LMER - Plotting of a quadratic effect interacting with time
Thank you, John. Worked like a charm. Also, good catch on exclusion of quadratic FTE as a random effect. Made no sense. Matt
On Thu, Jan 31, 2019 at 11:56 AM Fox, John <jfox at mcmaster.ca> wrote:
Dear Mathew,
-----Original Message----- From: R-sig-mixed-models [mailto:r-sig-mixed-models-bounces at r- project.org] On Behalf Of Boden, Matthew T. via R-sig-mixed-models Sent: Wednesday, January 30, 2019 4:27 PM To: r-sig-mixed-models at r-project.org Subject: [R-sig-ME] LMER - Plotting of a quadratic effect interacting
with time
Hello, I have a question related to fitting and plotting a longitudinal linear
mixed
model that includes an interaction between a quadratic effect and time.
Data
attached.
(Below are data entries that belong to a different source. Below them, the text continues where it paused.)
Issue #5191, opened 2026-08-05
tracking: 0.2.121 bandwidth follow-ups deferred from 0.2.120 (#5186, #5189, #5190, telemetry)


sanity:
## Purpose

0.2.120 ships the #5147 originator target list. Four things were deliberately **not** fixed in it, each for a stated reason. This issue exists so none of them is lost, and so the next person picks them up in an order that makes sense rather than one at a time.

Ordering matters here: three of the four touch the same call path (how summaries reach peers), so doing them separately means designing it three times.

---

## 1. #5190 — suppression over-excludes peers from the summary notification `T-bug`

A peer suppressed by the target list gets **neither** the broadcast **nor** the standalone summary, so its cached summary of us goes stale until the ~5-minute heartbeat. #5147 added a filter at a call site that `advertised_cohost_pub_keys`'s rustdoc says in bold must be added in the accessor, precisely to prevent this.

**Why it did not block 0.2.120:** the target list is version-gated at (0,2,120), so impact ramps from zero as the fleet upgrades. And the measured benefit already includes this defect — every #5147 simulation ran with it present — so it is upside to fix, not a correction to a claim.

**Do not take the "cheap" fix.** Simply not excluding co-hosts from the notification ships ~33 KB of summary per contract to every co-host on every state change; at degree 16-17 that plausibly costs more than the target list saves.

The pin also needs strengthening: it currently asserts both sites read the same *source*, which cannot see a call-site narrowing. It should assert the exclusion set is a **subset of the post-filter broadcast set**.

## 2. #5189 — piece 2, as a trigger + one reply arm (NOT a new protocol)

Read the correction comment on that issue before anything else. The short version: the inverted protocol already exists (`SummaryDigests` → `DigestVerdict` → `Summaries` → `SyncStateToPeer` heal), deployed since #4965. Piece 2 is (a) a commit-time trigger that announces a digest instead of the payload for the lazy class, and (b) the one missing reply arm — today the exchange terminates at `Summaries`, so a digest receiver that finds *itself* stale does nothing.

Zero new wire variants, and it inherits the deployed version floor, the resync throttles, the emit budget and the `broken_invariants` egress gate. A parallel protocol re-opens each of those storm classes.

**Split on `delta_send_expected`, not on size:** eager-push iff (cached summary held AND payload small), announce otherwise.

**This is where #5190 should be fixed**, since both concern how summaries reach peers.

## 3. #5186 — over-suppression under concurrent writers is unmeasured

[...]

PR #5192, opened 2026-08-05
chore(release): flip both version markers for 0.2.120

sanity:
## Problem

0.2.120 carries two wire-gated features whose version floors were written as *predictions* about the next release:

- `GATEWAY_ACK_VERSION_MIN_VERSION = (0, 2, 120)` (#5167, version-carrying connection ack)
- `BROADCAST_TARGET_LIST_MIN_VERSION = (0, 2, 120)` (#5147 / #5179, originator target list on broadcast)

Each has a companion `*_SHIPPED_IN` marker, currently `None`, meaning "not yet shipped, so the floor must stay strictly above the crate version". Cutting 0.2.120 makes both predictions true, so both markers have to move in the same commit that precedes the cut.

These gate **wire variants whose failure mode is a closed connection, not a degraded feature**. A peer at or above the floor without the code receives a `BroadcastToV2` variant index it has no arm for, `decode_msg` fails, and the link drops. The release cascade upgrades gateways first, so getting this wrong is fleet-wide churn.

## Approach

Both markers set to a **literal** `Some((0, 2, 120))`.

Deliberately **not** `Some(<FLOOR_CONSTANT>)`. That form compiles, passes, and reads as tidier, but it makes each guard's `shipped == floor` assertion compare the floor against itself, so that arm can never fail again. The `BROADCAST_TARGET_LIST_SHIPPED_IN` rustdoc previously instructed exactly that wrong resolution, so this PR corrects the doc rather than leaving it to mislead the next release.

## Timing constraint

Both markers **disarm their own tripwire the moment they are flipped** — the `Some(_)` arm only asserts `shipped == floor` and cannot tell whether the code actually shipped.

- Merge and cut in the same sitting.
- **If 0.2.120 slips, revert this commit.** A standing flip means a renumbered release leaves the floors naming 0.2.120, and a peer on the real 0.2.120 then reads as at-floor, receives a variant it cannot decode, and drops the connection.

## Testing

Guard tests `ack_version_floor_tracks_the_shipping_release` and `broadcast_target_list_floor_tracks_the_shipping_release` cover the constants directly.

Pre-flight soak gates, all green on **framework** (NATed residential peer, 2h on merged main `795ab3317`):

| Gate | Result |
|---|---|
| Outbound bandwidth | **−25.3%** vs matched time-of-day 0.2.118 window (2.38 vs 3.19 GB/day), inside #5164's predicted −20–40% |
| Stability | 0 restarts, 0 panics; every error class decayed into 0.2.118's own steady-state hourly range |
| River smoke test | HEALTHY (6/6 checks, 0 console/page errors), with live message delivery after the swap |

Note the soak **cannot** validate #5147 itself: the target list is version-gated at (0,2,120) and framework's peers are all below it, so the gate stays shut. #5147's real-world effect is a post-release telemetry question as the fleet adopts 0.2.120, tracked in #5191.

[AI-assisted - Claude]

### DIFF
--- a/crates/core/src/node/network_bridge/p2p_protoc.rs
+++ b/crates/core/src/node/network_bridge/p2p_protoc.rs
@@ -1076,9 +1076,14 @@ pub(crate) fn version_supports_hash_first_summaries(
 /// must equal the floor.
 ///
 /// RELEASE-TIME ACTION: when the release carrying this feature is cut, set this
-/// to `Some(BROADCAST_TARGET_LIST_MIN_VERSION)` and freeze both.
+/// to a LITERAL `Some((major, minor, patch))` of that release and freeze both.
+///
+/// Write the literal, NOT `Some(BROADCAST_TARGET_LIST_MIN_VERSION)`. Naming the
+/// constant compiles, passes, and reads as tidier, but it makes the guard's
+/// `shipped == floor` assertion compare the floor against itself, so that arm
+/// can never fail again, which is the entire point of the guard.
 #[cfg_attr(not(test), allow(dead_code))]
-pub(crate) const BROADCAST_TARGET_LIST_SHIPPED_IN: Option<(u8, u8, u16)> = None;
+pub(crate) const BROADCAST_TARGET_LIST_SHIPPED_IN: Option<(u8, u8, u16)> = Some((0, 2, 120));
 
 /// Version floor for the originator target list on broadcast (#5147).
 ///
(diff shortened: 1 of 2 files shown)


sanity:
Closing: right change, wrong branch. The rule review caught a real ordering bug that the release checklist I was following had wrong.

`broadcast_target_list_floor_tracks_the_shipping_release`'s `Some` arm asserts `floor <= current` against `env!("CARGO_PKG_VERSION")`. On main that is still `0.2.119`, so `(0,2,120) <= (0,2,119)` fails and this PR would have gone red in Unit & Integration. But leaving the markers `None` while the release bump raises Cargo.toml to 0.2.120 fails the *other* arm (`floor > current`). Neither ordering works on its own.

The only commit where both guards pass is one where Cargo.toml is already 0.2.120 AND both markers are `Some`. That is the release PR itself. Precedent: 0.2.116 (#5083) — the bot's bump commit (5bd80b7ba) touched only version files, and the `HASH_FIRST_SHIPPED_IN` flip was pushed onto `release/v0.2.116` before the squash-merge landed both together as 1b3bf6cab.

So the flip moves onto `release/v0.2.120` once release.yml generates it. Commit 09da58d11 on this branch is preserved for that cherry-pick; it also carries a rustdoc fix, since `BROADCAST_TARGET_LIST_SHIPPED_IN`'s docs instructed the reader to write `Some(BROADCAST_TARGET_LIST_MIN_VERSION)` — the form that makes the `shipped == floor` arm compare the floor against itself.

[AI-assisted - Claude]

I fit the following: Q1 <- lmer(Patients ~ Time*FTE + Time*I(FTE^2) + (FTE | ID), data =
SHARE)
#Yes, the variables are on very different scales - will take care of
that later
I find a sizeable quadratic effect.
Fixed effects:
Estimate Std. Error t value
(Intercept) 6.760e+03 5.347e+02 12.642
Time 2.033e+01 1.011e+01 2.011
FTE 9.728e+01 8.583e+00 11.335
I(FTE^2) -5.155e-01 4.000e-02 -12.890
Time:FTE -5.560e-01 2.254e-01 -2.467
Time:I(FTE^2) 7.371e-03 1.052e-03 7.006
To plot the quadratic interaction, I attempt to use the effects package.
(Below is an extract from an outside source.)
PR #5195, opened 2026-08-05
fix(telemetry): phase mix rollups off the shadow-stat boundary

sanity:
> **Corrected after production measurement.** The first version of this description claimed this bug drops one rollup per minute on every gateway. That is wrong, and the correction is in "Measured impact" below. The code change is unchanged; only the justification is.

However, effects are displayed for Time x FTE, not time by FTE^2. Time x
FTE
is clearly not the plot that I want (I think...). e1 <- effect(term="Time:I(FTE^2)", mod=Q1) ed1<-as.data.frame(e1) ed1 Time FTE fit se lower upper 1 1 17 8277.635 464.3995 7366.770 9188.500 2 4 17 8316.650 463.3763 7407.792 9225.508 ...... I tried a workaround, by fitting a model that included FTE^2 as a second, calculated variable in the data set. Using the effects package, I do
indeed
obtain Time * FTE_sq. Q2 <- lmer(Patients ~ Time*FTE + Time*FTE_sq + (FTE | ID), data =
SHARE)
e2 <- effect(term="Time*FTE_sq", mod=Q2) ed2<-as.data.frame(e2) ed2 Time FTE_sq fit se lower upper 1 1 300 14678.1413 564.5423 13570.8582 15785.4243 2 4 300 14606.9253 563.3827 13501.9166 15711.9340 ...... But the plot does not at all look like what I would expect. All lines representing FTE_sq over time are straight.
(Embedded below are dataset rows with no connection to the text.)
PR #6971, opened 2025-08-26
[auth] Fix missing token

AmanRajSinghMourya:
## Description
When using Auth without backup, it was giving a error `Offline key is missing` 

**Reason**: During the `init` of `BaseConfiguration` if the `tokenKey` is not set, we clear all the keys in the secure storage, and in this process the `offlineAuthSecretKey` was also getting cleared 

**Fix** Fixed by skipping the deletion of `offlineAuthSecretKey`  

## Tests
[Test Video](https://wormhole.app/qz3mol#Dlhr0NRpVQVQsrid2X-quA)

### DIFF
--- a/mobile/packages/configuration/lib/base_configuration.dart
+++ b/mobile/packages/configuration/lib/base_configuration.dart
@@ -4,11 +4,11 @@ import 'dart:convert';
 import 'dart:io' as io;
 
 import 'package:bip39/bip39.dart' as bip39;
+import 'package:ente_configuration/constants.dart';
 import 'package:ente_base/models/database.dart';
 import 'package:ente_base/models/key_attributes.dart';
 import 'package:ente_base/models/key_gen_result.dart';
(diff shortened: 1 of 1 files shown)


mobile/packages/configuration/lib/base_configuration.dart
```diff
@@ -382,7 +395,15 @@ class BaseConfiguration {
...
       if (!_preferences.containsKey(tokenKey)) {
-        await _secureStorage.deleteAll();
+
+        // Delete all keys except preserved ones
+        final allKeys = await _secureStorage.readAll();
+        for (final key in allKeys.keys) {
+          if (!preservedKeys.contains(key)) {
+            await _secureStorage.delete(key: key);
+          }
+        }
```
ua741: Could be in same method resetSecureStorage()

ua741 (approved):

Try, plot(Effect(c("Time", "FTE"), Q1)) .
More generally, why not fit the model as Q1 <- lmer(Patients ~
Time*poly(FTE, 2) + (FTE | ID), data = SHARE) or Q1 <- lmer(Patients ~
Time*poly(FTE, 2, raw=TRUE) + (FTE | ID), data = SHARE) ? Also, do you
really want the linear term in FTE to be random and the quadratic term only
fixed?
I hope this helps,
John
ggplot(ed2, aes(x=Time, y=fit, color=FTE_sq,group=FTE_sq)) +
geom_point() +
geom_line(size=1.2) +
labs(title = "Time x FTE^2", x= "Time",
y="Patients", color="FTE^2", fill="FTE^2") + theme_classic() +
theme(text=element_text(size=10))
Does my problem (obtaining effects for FTE^2*Time and accurately plotting
them) relate to my use of the effects package, ggplot, both?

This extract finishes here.